01 - Preheat oven to 400°F and line a baking sheet with parchment paper.
02 - Toss diced sweet potato, bell pepper, and sliced red onion with olive oil, salt, and pepper. Roast on the prepared baking sheet for 20 to 25 minutes, stirring halfway through, until tender and lightly browned.
03 - Bring quinoa and water to a boil in a saucepan. Reduce heat to low, cover, and simmer for 15 minutes or until the water is absorbed. Remove from heat and fluff with a fork.
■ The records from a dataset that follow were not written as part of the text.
PR #944, opened 2019-02-06
Add metadata headers

AnthonyOliveri:
https://github.ibm.com/Watson/developer-experience/issues/6057

Adds the following 2 headers to every request:
1) User-Agent
2) X-IBMCloud-SDK-Analytics

The `User-Agent` header was already being added through RestKit, but I refactored how it gets generated and added (same way as the new `X-IBMCloud-SDK-Analytics` header)

### DIFF
--- a/Source/AssistantV1/Assistant.swift
+++ b/Source/AssistantV1/Assistant.swift
@@ -26,6 +26,8 @@ public class Assistant {
 
     /// The base URL to use when contacting the service.
     public var serviceURL = "https://gateway.watsonplatform.net/assistant/api"
+    internal let serviceName = "Assistant"
+    internal let serviceVersion = "v1"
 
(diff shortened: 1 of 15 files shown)


Source/AssistantV1/Assistant.swift
```diff
@@ -45,7 +47,6 @@ public class Assistant {
     public init(username: String, password: String, version: String) {
         self.authMethod = Shared.getAuthMethod(username: username, password: password)
         self.version = version
-        Shared.configureRestRequest()
```
dpopp07: Out of curiosity, why are these being removed?

AnthonyOliveri: This is the way I was adding the `User-Agent` header before. The `Shared.getMetadataHeaders()` method replaces this.

PR #973, opened 2019-06-13
SDK update June 2019

mkistler:
This PR includes the changes for the June release of the Watson Swift SDK.  See the Changelog for the specific features and bug fixes included.


Source/SpeechToTextV1/SpeechToText.swift
```diff
@@ -850,6 +887,9 @@ public class SpeechToText {
         speakerLabels: Bool? = nil,
         grammarName: String? = nil,
         redaction: Bool? = nil,
+        processingMetrics: Bool? = nil,
+        processingMetricsInterval: Double? = nil,
+        audioMetrics: Bool? = nil,
```
mediumTaj: Do these need to move to the end of the parameters?

Source/SpeechToTextV1/SpeechToText.swift
```diff
@@ -413,6 +424,7 @@ public class SpeechToText {
         speakerLabels: Bool? = nil,
         grammarName: String? = nil,
         redaction: Bool? = nil,
+        audioMetrics: Bool? = nil,
```
mediumTaj: Does this need to move to the end of the parameters?

mediumTaj:
Oh Also we need `processingMetrics`, `processingMetricsInterval`, and `audioMetrics` in the WebSockets recognize

Source/SpeechToTextV1/SpeechToText.swift
mkistler: In Swift, we can add new optional parameters anywhere in the method signature as long as they have default values, since any invocations that don't have the parameters (initially _all_ of them) will simply get the default value.

Once the parameters have been added, after that they can't be moved without the risk of breaking some users.

Source/SpeechToTextV1/SpeechToText.swift
mkistler: This is okay -- see previous response.

mkistler:
> Oh Also we need processingMetrics, processingMetricsInterval, and audioMetrics in the WebSockets recognize

Rats.  Okay ... I'll see if I can get that in quickly.

I think this one is a candidate for reflection. It would be worth calling out changes to the WebSockets interface explicitly in the SDK update issues.

mkistler:
Taj, pls have a look at [this commit](https://github.com/watson-developer-cloud/swift-sdk/pull/973/commits/e3b7169eda36c5c860a0b9520a5250ae4ab9d8f7) and let me know if you have any comments or concerns.

PR #978, opened 2019-07-30
Release/july 2019

repjarms:
### Summary

This provides updates for the latest maintainence release for the Swift SDK. It adds the following:

- Assistant Search Skill Support
- Authentication constructors
- Other fixes

### DIFF
--- a/Source/AssistantV1/Assistant.swift
+++ b/Source/AssistantV1/Assistant.swift
@@ -1,5 +1,5 @@
 /**
- * Copyright IBM Corporation 2019
+ * (C) Copyright IBM Corp. 2018, 2019.
  *
  * Licensed under the Apache License, Version 2.0 (the "License");
  * you may not use this file except in compliance with the License.
@@ -214,6 +214,8 @@ public class Assistant {
         if let headers = headers {
             headerParameters.merge(headers) { (_, new) in new }
         }
+        let sdkHeaders = Shared.getSDKHeaders(serviceName: serviceName, serviceVersion: serviceVersion, methodName: "message")
+        headerParameters.merge(sdkHeaders) { (_, new) in new }
         headerParameters["Accept"] = "application/json"
         headerParameters["Content-Type"] = "application/json"
 
@@ -276,6 +278,8 @@ public class Assistant {
         if let headers = headers {
             headerParameters.merge(headers) { (_, new) in new }
         }
+        let sdkHeaders = Shared.getSDKHeaders(serviceName: serviceName, serviceVersion: serviceVersion, methodName: "listWorkspaces")
+        headerParameters.merge(sdkHeaders) { (_, new) in new }
         headerParameters["Accept"] = "application/json"
 
         // construct query parameters
@@ -378,6 +382,8 @@ public class Assistant {
         if let headers = headers {
             headerParameters.merge(headers) { (_, new) in new }
         }
+        let sdkHeaders = Shared.getSDKHeaders(serviceName: serviceName, serviceVersion: serviceVersion, methodName: "createWorkspace")
+        headerParameters.merge(sdkHeaders) { (_, new) in new }
         headerParameters["Accept"] = "application/json"
         headerParameters["Content-Type"] = "application/json"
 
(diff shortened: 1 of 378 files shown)


Source/AssistantV1/Models/CaptureGroup.swift
```diff
@@ -1,5 +1,5 @@
 /**
- * (C) Copyright IBM Corp. 2018, 2019.
+ * Copyright IBM Corporation 2019
```
mkistler: From this diff, it appears that there are some copyright changes that went into master that didn't get back-ported to the maint branch.  (Just submitted a PR to fix that.)

Here and elsewhere you'll want to revert the change to the copyright statement to preserve the "start year".

I wrote a tool to have find a fix these.  I'm not sure how well it will work with the old copyright format, but it's worth giving it a try.

https://github.ibm.com/mkistler/lint-copyright-dates

Source/AssistantV1/Models/Context.swift
```diff
@@ -1,5 +1,5 @@
 /**
- * (C) Copyright IBM Corp. 2018.
+ * Copyright IBM Corporation 2019
```
mkistler: This is actually a case where we want to revert all the changes in this file since there are no "substantive" changes.

Source/AssistantV1/Models/CaptureGroup.swift
repjarms: @mkistler let's discuss. In this case the updated copyrights did come from the copyright linter tool, so if these are incorrectly formatted we'll want to discuss why that happened.

repjarms: Edit: my bad - the copyrights were not applied to this PR. I will add a commit that fixes the formatting.

repjarms:
@mkistler new commit added to PR that fixes copyright formatting.

Source/AssistantV1/Assistant.swift
```diff
@@ -211,8 +214,6 @@ public class Assistant {
         if let headers = headers {
             headerParameters.merge(headers) { (_, new) in new }
         }
-        let sdkHeaders = Shared.getSDKHeaders(serviceName: serviceName, serviceVersion: serviceVersion, methodName: "message")
-        headerParameters.merge(sdkHeaders) { (_, new) in new }
```
mkistler: Whoops!  This is another failure on my part. You need to specify something in the config to get the generator to include this code, and I should have documented this.

repjarms:
@mkistler I re-ran the generation to get the shared SDKs in there. Also, the commit log was getting a little long so I rebased everything into 4 commits.

Source/DiscoveryV1/Models/NluEnrichmentCategories.swift
```diff
@@ -1,5 +1,5 @@
 /**
- * (C) Copyright IBM Corp. 2018.
+ * (C) Copyright IBM Corp. 2018, 2019.
```
mkistler: Looks like my copyright linter is not quite working right.  This file ... and maybe some others ... shouldn't have a 2019 copyright because they haven't changed.

Source/SpeechToTextV1/Models/TrainingWarning.swift
```diff
@@ -24,29 +24,29 @@ public struct TrainingWarning: Codable, Equatable {
     /**
      An identifier for the type of invalid resources listed in the `description` field.
      */
-    public enum WarningID: String {
+    public enum Code: String {
```
mkistler: This is troubling.  This looks like a breaking change.

repjarms: @mediumTaj see @mkistler 's comments above about the `TrainingWarning` model. It looks like there are some breaking changes that came out of the generator for this. Does this require hand edits, or is this a known change to the API definition?

repjarms: @mkistler it looks like these changes can be accepted as this model does not get used at runtime.

PR #980, opened 2019-08-13
docs(docker): created dockerfile for sdk

repjarms:
Mirror of #979 but rebased to a doc level change

### DIFF
--- a/docker/Dockerfile
+++ b/docker/Dockerfile
@@ -1,0 +1,14 @@
+#Import swift base image ( change version as needed )
+FROM swift:latest
+
+#Move to the swift docker app directory
+WORKDIR /app
+
+#Create new swift project which can be executed in the command line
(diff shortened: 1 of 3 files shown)


repjarms:
@mkistler the purpose of this PR is to provide users with a `Dockerfile` that allows them to run a container which is ready to use with the Swift SDK. It's not necessarily for testing on our end, but rather for convenience for the user.

ehdsouza:
@repjarms the docker file that Mike pointed out does essentially the same thing and additionally runs the tests. 
Seems like we may not need this PR 🤔

repjarms:
@ehdsouza yeah I think we can close this PR since the `Dockerfile` in master does the same thing. We'll just want to update it to use swift 5 once we do the next major. Closing PR.

PR #981, opened 2019-08-16
ci(travis): require master branch stages to be a non-PR non-fork

repjarms:
we have recently enabled running PR builds to test PRs against the master branch. 

However, there is some undesired behavior with travis using the Jobs conditional syntax where `branch = master` is True on a PR (since they run on the base branch). This change makes it so that we only run the
deploy stages if we are actually pushing to the master branch (after a PR has been merged).

### DIFF
--- a/.travis.yml
+++ b/.travis.yml
@@ -1,13 +1,12 @@
 osx_image: xcode10.1
 jobs:
   include:
-    - stage: test Linux
+    - stage: Run tests
       script: ./Scripts/travis/test-Linux.sh
       os: linux
       dist: xenial
-    - stage: test macOS
+    - os: osx
       script: ./Scripts/travis/test-macOS.sh
-      os: osx
     - stage: release new version
       script: ./Scripts/travis/new-release.sh
       os: osx
--- a/.travis.yml
+++ b/.travis.yml
@@ -11,12 +11,12 @@ jobs:
     - stage: release new version
       script: ./Scripts/travis/new-release.sh
       os: osx
-      if: branch = master
+      if: branch = master AND type = push AND fork = false
     - stage: deploy to cocoapods
       script: ./Scripts/travis/deploy-to-cocoapods.sh
       os: osx
-      if: branch = master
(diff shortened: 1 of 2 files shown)


.travis.yml
```diff
@@ -1,22 +1,21 @@
 osx_image: xcode10.1
 jobs:
   include:
-    - stage: test Linux
+    - stage: Run tests
       script: ./Scripts/travis/test-Linux.sh
       os: linux
       dist: xenial
-    - stage: test macOS
+    - os: osx
```
mkistler: I'm not up on how travis yml works. Is running the osx tests now part of the "Run tests" stage?

repjarms: Yes the Travis syntax is really opaque sometimes, but this essentially runs the Linux test and osx tests in parallel instead of in sequence.

repjarms: And yes both jobs are part of the "run tests" stage

.travis.yml
```diff
@@ -1,22 +1,21 @@
...
       script: ./Scripts/travis/test-macOS.sh
-      os: osx
     - stage: release new version
       script: ./Scripts/travis/new-release.sh
       os: osx
-      if: branch = master
+      if: branch = master AND type = push AND fork = false
```
mediumTaj: Will this prevent release if an external user does a PR for a new feature/fix?

repjarms: Yes it basically requires it to be considered a "push" to the master branch from a non fork repo. So that would only be the case when we recently merged something onto the master branch.

repjarms:
@mediumTaj @mkistler FYI that I added a fix to the `Scripts/travis/publish-documentation.sh` to use `git clone` over HTTPS instead of SSH. I mention why in the commit message, but pasting it here for visibility:

```
SSH cloning requires a manual SSH RSA fingerprint verification. If you look in the build history of
the master branch, you can see that "publish documentation" always times out waiting for an
interactive verification. Trying to automate this approval would be insecure, so therefore since we
are just cloning a public repo, we should use HTTPS.
```

PR #986, opened 2019-08-31
Pre release/3.0.0 rc1

repjarms:
### Summary

This adds the updated api definition and new auth types to the SDK. This is an WIP due to some outstanding changes that need to be made:

- STT WS support with the new auth scheme
- CoreML authentication issues

I am opening this now so that the main changes can be reviewed.


Source/AssistantV1/Models/DialogNode.swift
```diff
@@ -23,7 +23,7 @@ public struct DialogNode: Codable, Equatable {
     /**
      How the dialog node is processed.
      */
-    public enum NodeType: String {
+    public enum TypeEnum: String {
```
mkistler: Looks like we now generate multiple `TypeEnum` enums.  We should make sure that these are usable, by e.g. qualifying them with the struct name.

Source/AssistantV1/Models/DialogNodeNextStep.swift
```diff
@@ -40,7 +40,7 @@ public struct DialogNodeNextStep: Codable, Equatable {
          - `reprompt`
          - `skip_slot`
          - `skip_all_slots`
-     If you specify `jump_to`, then you must also specify a value for the `dialog_node` property.
+          If you specify `jump_to`, then you must also specify a value for the `dialog_node` property.
```
mkistler: This reformatting is strange.

Source/AssistantV1/Models/DialogSuggestionResponseGeneric.swift
```diff
@@ -0,0 +1,181 @@
...
+
+    /**
+     The text of the response.
+     */
+    public var text: String?
+
+    /**
+     How long to pause, in milliseconds.
+     */
+    public var time: Int?
```
mkistler: This is a terrible name.  I know this comes from the API doc, but I wonder if it is still possible to change it.

mkistler:
It might be better to break this PR into one that deals only with the copyright changes, since there appear to be many of these, and another with the new generation changes.

Source/AssistantV1/Models/DialogSuggestionResponseGeneric.swift
repjarms: @mkistler I don't think we are going to be able to change this for now. We should discuss with the docs team.

repjarms:
@mkistler I've pushed commits addressing the WS support changes and CoreML. The PR is now ready for full review.

Source/AssistantV1/Models/DialogNode.swift
repjarms: I believe that all of the `TypeEnum` definitions are properties of a containing struct. I am not sure that we will have collision here, and all test cases build correctly.

PR #991, opened 2019-09-30
Add support for Visual Recognition v4

repjarms:
### Summary

This PR adds support for Visual Recognition V4. It includes:

- Generated code for VisRec V4
- Integration tests for VisRec V4
- Cocoapods and SPM configuration for the VR V4 framework

Additionally, this PR introduces one hand edit:

`TrainingDataObjects` - a hand edit was required to enforce consistency when `objects` is not provided by specific endpoints.


Source/DiscoveryV1/Discovery.swift
```diff
@@ -2120,6 +2120,10 @@ public class Discovery {
        **date** or **number** format. When a **date** type field is specified returned results are biased towards field
        values closer to the current date. When a **number** type field is specified, returned results are biased towards
        higher field values. This parameter cannot be used in the same query as the **sort** parameter.
+     - parameter spellingSuggestions: When `true` and the **natural_language_query** parameter is used, the
+       **natural_languge_query** parameter is spell checked. The most likely correction is retunred in the
+       **suggested_query** field of the response (if one exists).
+       **Important:** this parameter is only valid when using the Cloud Pak version of Discovery.
```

04 - Whisk together tahini, lemon juice, olive oil, minced garlic, salt, and pepper in a small bowl. Add water one tablespoon at a time until the dressing reaches a creamy, pourable consistency.
05 - In a skillet over medium heat, sauté the drained chickpeas with a pinch of salt for 3 to 4 minutes until slightly crisp.
06 - Distribute spinach evenly among four bowls. Top with quinoa, roasted vegetables, cherry tomatoes, sautéed chickpeas, optional feta cheese, and roasted pumpkin seeds.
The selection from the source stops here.